Google had announced a series of exciting innovations from their research shop last week. During the same time, Microsoft and Facebook had some interesting updates from their AI team. Here are the top releases from last week:
Microsoft Open-Source State-Of-The-Art Object Tracking AI
Researchers from Microsoft, along with a team from Huazhong University, have open-sourced FairMOT, an AI object detector for Multi-Object Tracking. This detector is believed to have outperformed current state-of-the-art models on public data sets. Object detection has a lot of direct applications in the current world. Even during the current COVID-19 crisis, facial recognition technology was used to identify patients. Apart from this, the researchers believe that there are plenty of other uses for their application, including security and elderly care.
You can input a raw video and get the demo video by running src/demo.py and get the mp4 format of the demo video:
python demo.py mot --load_model ../models/all_dla34.pth
Check more here.
TensorFlow releases API to train smaller, faster AI models
TensorFlow has released Quantization Aware Training (QAT) API to allow developers to train and deploy models with the benefits of quantization. Quantization is the process of mapping input values from a large set to output values in a smaller set — while retaining accuracy.
This new API is designed to support the development of smaller and faster machine learning models well-suited to run on off-the-shelf machines where computation resources are expensive.
Google’s SimCLR Framework For Self Supervision
Turing award winner Yann Lecun firmly believes that the future belongs to self-supervision machine learning models. However, the current self-supervised techniques are not widely adopted due to complexities in image data.
So the team at Google AI have proposed a framework called SimCLR that outperforms the state-of-the-art models on self-supervised and semi-supervised learning and it does this with a limited amount of class-labelled data on the ImageNet dataset. The researchers believe that SimClr can be incorporated into existing supervised learning pipelines because of its simplicity.
Facebook Introduces RegNet
Researchers from Facebook AI recently introduced a new network design paradigm known as RegNet. RegNet – or Regular Networks – is a low-dimensional design space that consists of simple, regular networks.
The intuition behind RegNet parametrization is that a quantized linear function can explain the widths and depths of good networks. The researchers have analyzed the design space of RegNet and concluded that their network provides simple and fast networks that work well across a wide range of flop regimes. According to the experimental results, RegNet models are claimed to have outperformed the popular EfficientNet models while being up to five times faster on GPUs.
Tool To Sense 3D On Pixel 4
Depth sensing is an integral part of many latest innovations, ranging from augmented reality to fundamental sensing innovations such as transparent object detection.
For instance, Google uses it on their flagship phones. The front of the Pixel 4 contains a real-time infrared (IR) active stereo depth sensor called uDepth. The technology behind uDepth deployment helps provide secured face locks against spoof attacks.
Google AI has now provided access to uDepth as an API on using the Pixel Neural Core, two IR cameras, and an infrared pattern projector to provide time-synchronized depth frames at 30Hz.
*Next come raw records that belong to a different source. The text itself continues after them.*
PR #285, opened 2025-08-26
Add Rack 2/3 to CI build matrix

cllns:
The Rack 2 tests are all failing (proving this is a necessary change!), due to Content-Length header being present when we expect it to be empty. That change was made in this commit: https://github.com/hanami/router/pull/277/commits/2323a3669b0a1053cda1840143518c370cb8777f, and related to this comment: https://github.com/hanami/router/pull/277#issuecomment-3142177837

~I think we don't want to change what we were doing for Rack 2, so we should set the response to have a Content-Length for Rack 2, and not have one for Rack 3? WDYT @timriley~

Update: so the issue was only for block responses. Rack 2 does set Content-Length for blocks, while [Rack 3 does not](https://github.com/rack/rack/blob/b68251c03788ff39d4a4b25424df7360426e4afd/lib/rack/response.rb#L114-L117), so I added a helper method for that. 

Note that there's an optimization that could be made in the implementation, and just avoid rack_headers altogether since they have the same conditional, with different behavior, so it could be simplified as:

```ruby
if Hanami::Router.rack_3?
  Rack::Headers.new
else
  {"Content-Length" => body.length.to_s}
end
```

But I think keeping it consistent with the others in the file, i.e. always using the `rack_headers` helper, is simpler to follow, though it's unoptimized. Since it's just test code (and negligible), I think we should keep it as-is.

Can you confirm this is correct @kyleplump @timriley ?

### DIFF
--- a/.github/workflows/ci.yml
+++ b/.github/workflows/ci.yml
@@ -18,6 +18,9 @@ jobs:
           - "3.3"
           - "3.2"
           - "3.1"
+        rack:
+          - "~> 2.0"
+          - "~> 3.0"
     steps:
       - uses: actions/checkout@v4
       - name: Install package dependencies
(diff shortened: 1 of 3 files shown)


timriley (approved):
Thanks @cllns, this looks right to me! Really appreciate the help getting the matrix into place too. I hope to get https://github.com/hanami/controller/pull/477 merged tomorrow too and we can get it in place for hanami-controller too.

PR #286, opened 2025-10-29
Improve route naming flexibility

timriley:
Make route naming more flexible.

- Provide `as:` to `scope` to customise its route name prefix. This previously used the URL portion of the scope as the prefix in all cases. This is not good for complex scopes, e.g. `"cafes/:cafe_id"`.
- When naming routes with `as:`, provide a `["prefix", "suffix"]` array to allow the prefix to be placed at the very beginning of the generated route name. This is a new capability, and it's relevant when using routes within scopes. For those routes, their names are always prefixed by the names of their scopes, which means it's never been possible to put some portion of the route name at the very beginning of the string. It's important to be able to do this for creating route names with a leading verb, like "new_deeply_nested_thing". To do this, you can now create a route with `as: [:new, :thing]`. See the tests in this PR for examples.

I chose the `["prefix", "suffix"]` array syntax because it is concise and it still reads quite well when given a pair of names.

Aside from this being useful in its own right, this also supports the `resources` routing helpers being added in https://github.com/hanami/hanami/pull/1542.

### DIFF
--- a/lib/hanami/router.rb
+++ b/lib/hanami/router.rb
@@ -929,9 +929,9 @@ module Hanami
       name = Array(name)
 
       if name.size < 2
-        [nil, name.first.to_s]
+        [nil, name.first&.to_s]
       else
-        [name.first.to_s, name[1..].join("_")]
+        [name.first&.to_s, name[1..].join("_")]
       end
     end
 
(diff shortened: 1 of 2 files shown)


parndt:
@timriley nice - I think it's worth adding another rdoc example for this which will describe what will be produced, wdyt?

timriley:
@parndt Good idea. Done!

parndt (approved):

Users can leverage Google Camera App and experience depth in 2D photos.
Google Open Sources Universal Sound Separation Dataset
Have you ever tried to use Google applications using speech? There might have been instances where your ‘Ok Google’ did not go OK. One primary reason behind this can be the device’s inability to distinguish between sounds. The models on phones separate sound, but does it in a low-quality way. For example, sounds are usually classified as “speech” versus “non-speech”.
That said, the biggest challenge of training these models is the annotation. Even if one has high-quality audio recordings, it is not that straightforward to label the recordings with ground truth. To achieve good results, you need a diverse set of sounds, a realistic room simulator, and code to mix these elements. So Google open-sourced FUSS, a universal sound separation dataset that contains realistic, multi-source, multi-class audio with ground truth.